Large-Data Global Regularity for Three-Dimensional Navier--Stokes II: A Direct First-Threshold Continuation Proof for the Full System

TL;DR

This paper establishes a comprehensive proof for large-data global regularity of the 3D Navier--Stokes equations, extending previous results with a novel direct continuation approach and advanced analytical techniques.

Contribution

It introduces a full-system first-threshold continuation proof using innovative methods like critical packet envelopes and finite-overlap packet selection.

Findings

Proves the critical envelope remains bounded over finite time intervals.
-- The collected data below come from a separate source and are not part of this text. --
PR #324, opened 2021-03-31
minimize logging and simplify instance types provider

bwagner5:
Issue #, if available:
N/A

Description of changes:
 - Restructured instance type provider to reduce ec2 InstanceTypeOffering API calls
   - `2021-03-31T00:17:09.790Z	DEBUG	Successfully discovered 392 EC2 instance types` is only logged one time per cache miss. 
 - Fixed bad log on normalizeZones, no need to log in that func at all.  
 - Retrieving all zones and caching as instance type with supported zones allowed a simplification of the provider (removing vpc provider dependency).

### DIFF
--- a/pkg/cloudprovider/aws/capacity.go
+++ b/pkg/cloudprovider/aws/capacity.go
@@ -94,7 +94,7 @@ func (c *Capacity) Delete(ctx context.Context, nodes []*v1.Node) error {
 }
 
 func (c *Capacity) GetInstanceTypes(ctx context.Context) ([]string, error) {
-	return c.instanceTypeProvider.GetAllInstanceTypeNames(ctx, c.spec.Cluster.Name)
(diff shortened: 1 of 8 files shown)


pkg/cloudprovider/aws/capacity.go
```diff
@@ -94,7 +94,7 @@ func (c *Capacity) Delete(ctx context.Context, nodes []*v1.Node) error {
 }
 
 func (c *Capacity) GetInstanceTypes(ctx context.Context) ([]string, error) {
-	return c.instanceTypeProvider.GetAllInstanceTypeNames(ctx, c.spec.Cluster.Name)
+	return c.instanceTypeProvider.GetAllInstanceTypeNames(ctx)
```
ellistarn, line 97: yey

Develops a combined critical packet envelope analysis.

Uses angular Littlewood--Paley triads and rigidity theorems.

Abstract

This is the second paper in a two-part direct-threshold series on large-data global regularity for the three-dimensional incompressible Navier--Stokes equations. It gives the full-system first-threshold continuation argument and uses the companion Part I theorem, which proves the large-data axisymmetric-with-swirl class by the direct full-Dirichlet method. The present paper treats the genuinely three-dimensional front end. A combined critical packet envelope is introduced, and the first time at which this envelope reaches a prescribed level is analyzed by finite-overlap packet selection. The proof uses angular Littlewood--Paley triads, finite-dimensional active-frame rigidity, passive-strain visibility, a quantitative zero-final-defect rigidity theorem, and the companion Part I axisymmetric direct theorem. The main finite-threshold mechanism is that any large leakage, shell, tail, source, passive, phase, or fragmentation error either produces a descendant packet with explicit score lower bound or becomes perturbative. The remaining coherent packet is contracted by the strict local estimates. Thus no large first-threshold packet can occur, and the critical envelope remains bounded on every finite time interval.